Russia Develops AI Model to Predict Stock Market Crises

Researchers at the Higher School of Economics have created a neural network capable of predicting short-term stock market downturns a day in advance with over 83 percent accuracy.
Russian scientists from the Higher School of Economics have developed a unique neural network model that can warn of an impending short-term stock market crisis within 24 hours. The system boasts an impressive 83 percent accuracy rate.
The team built a hybrid model combining three advanced machine learning techniques: attention mechanisms, temporal convolutional networks, and the LSTM method with short-term memory elements.

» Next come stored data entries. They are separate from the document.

PR #2407, opened 2021-03-22
More complete support for Livolo cover

aesedepece:
Thanks to https://github.com/Koenkk/zigbee-herdsman/pull/33, this adds support for:
- STOP command
- adjusting motor speed
- adjusting motor direction
- exposing motor movement info

This is what the options look like now:
image

### DIFF
--- a/converters/toZigbee.js
+++ b/converters/toZigbee.js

To train the AI, researchers analyzed data from 2014 to 2024, including the MOEX Russia Index, macroeconomic indicators, and investor sentiment. Initially, the model achieved 78.70 percent accuracy for same-day crisis predictions and 78.85 percent for the next day.

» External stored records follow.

Issue #2071, opened 2021-01-12
Fantem MultiSensor ZB003-X


kirovilya:
new strange device for Tuya.

https://aliexpress.ru/item/1005001878974427.html
![image](https://user-images.githubusercontent.com/8360230/104369677-e1cb8480-552e-11eb-8c9a-5cae62a5dc7d.png)
![image](https://user-images.githubusercontent.com/8360230/104369686-e5f7a200-552e-11eb-92b7-a2c0ae58f148.png)
![image](https://user-images.githubusercontent.com/8360230/104369775-09bae800-552f-11eb-911f-b9a473475ba2.png)

sniffer log
[multisensor.zip](https://github.com/Koenkk/zigbee-herdsman-converters/files/5804647/multisensor.zip)

issue for work with the device

dsantos21:
Hi! I've bought this device too, thanks for your PR! Just to let you know, there's a small mistake in this code. Tamper is not been shown, but it's reported as occupancy. And occupancy is not been reported. 

Effect: zigbee2mqtt cannot report this sensor motion, but if you shake it, is does report as occupancy :) believe me, I tried it with 2 different devices (I bought 4 of them!). 

As I could see in debug, zone status first bit is occupancy, and bit 3 is tamper, so:

Motion detect: zonestatus=1

Tamper and motion detect (impossible to cause just one, I think): zonestatus=5

No motion, nor tamper: zonestatus=0

I've no experience with git, but let me know with o can help somehow! 

Ive attached the debug pictures, but obviously they lake context :/
![Screenshot_20210201-214430_Home Assistant](https://user-images.githubusercontent.com/44759158/106536917-1603e680-64d8-11eb-9f03-03fa59c09a25.png)

dsantos21:
I think the bitwise shift was the problem (found it in from Zigbee2mqtt):

Original:
occupancy: (zoneStatus & 1<<2) > 0,

Solution (I think!):
occupancy: (zoneStatus & 1) > 0,

Course, I didn't try it. I have no idea how to test it... :( I just simulated the results using a site that allows you to run python expressions online.

dsantos21:
Just to let you know: I've just edited my "fromZigbee" file with that proposed solution and it's working now :DDD
All I have to do is not reboot my instance :D. On the weekend I'll look how to propose a PR.

drzony:
@dsantos21 @kirovilya 
[...]

PR #110, opened 2018-10-25
Sylvania Smart+A19 dimmable soft white bulb

wfenwick1:
{
        zigbeeModel: ['A19 W 10 year'],
        model: '74696',
        vendor: 'Sylvania',
        description: 'Smart+ A19 dimmable soft white bulb',
        supports: generic.light_onoff_brightness().supports,
        fromZigbee: generic.light_onoff_brightness().fromZigbee,
        toZigbee: generic.light_onoff_brightness().toZigbee,
    },

Issue #107, opened 2018-10-22
Rework of the converters


tb-killa:
Hi @Koenkk
Due to the large number of issues which are opened again and again with the same problems:

e.g. Do I have a new device, how can I integrate it ?
e.g. How can I edit the file xyz ?
e.g. Multiple Converter for other devices but somehow different.
etc.
etc.

I have considered to revise the current state of converter.

Therefore I thought about the following structure:

per device a separate file e.g. vendor_model_ownedefinition.js

content. the section for fromZ

the section for fromZigbee and toZigbee as well as the actual ``devices`` part
e.g.
```
{
        zigbeeModel: ['lumi.sensor_switch'],
        model: 'WXKG01LM',
        vendor: 'Xiaomi',
        description: 'MiJia wireless switch',
        supports: 'single, double, triple, quadruple, many, long, long_release click',
        fromZigbee: [fz.xiaomi_battery_3v, fz.WXKG01LM_click, fz.ignore_onoff_change, fz.ignore_basic_change],
        toZigbee: [],
    },
```

so we have an own exact assignment for the converters for each model.
The advantage: Dynamic editing per model as well as simple adding of own models (e.g. with HASSIO).

I can take over the revision, but I need your help regarding the exports and the associated processing.

Maybe you would be interested to do this with me soon ?

Koenkk:
Yes, but I doubt of this would solve the problems. Most people have trouble finding the `devices.js` file, understanding it isn't a problem most of the times. We get a lot of PR's supporting new devices which are most of the time good.

PR #2409, opened 2021-03-23
Tuya active reports

drzony:
Companion for https://github.com/Koenkk/zigbee-herdsman/pull/337

I've updated:
- Fantem ZB003X to use the new type in cluster, waiting for confirmation in: #2071 
- Tuya switches which used a combo of defined and 'raw' message types


Koenkk:
Thanks!

dsantos21:
Sorry @drzony, i didn't see your message before!

Heres an example of fantem debug:

zigbee-herdsman-converters:FantemZB003X: Unrecognized DP #110 with data {"status":0,"transid":0,"dp":110,"datatype":2,"fn":0,"data":{"type":"Buffer","data":[0,0,0,100]}}

zigbee-herdsman-converters:FantemZB003X: Unrecognized DP #107 with data {"status":0,"transid":0,"dp":107,"datatype":2,"fn":0,"data":{"type":"Buffer","data":[0,0,0,245]}}

Now I've a lot of these messages!

dsantos21:
Or would it be something like that?

Received Zigbee message from '0xxxxxxxxx', type 'commandActiveStatusReport', cluster 'manuSpecificTuya', data '{"data":{"data":[0,0,0,100],"type":"Buffer"},"datatype":2,"dp":110,"fn":0,"status":0,"transid":0}' from endpoint 1 with groupID 0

After a month of retraining and the use of adaptive time windows, the accuracy increased to 83.87 percent. The most significant factors in forecasting were market indicators, issuer company capitalization, and currency exchange rates.
According to the university’s press service, the development could become a valuable tool for investors, financial analysts, and regulators. It may also prove useful for other countries, especially those experiencing significant macroeconomic volatility, potentially enhancing national financial stability.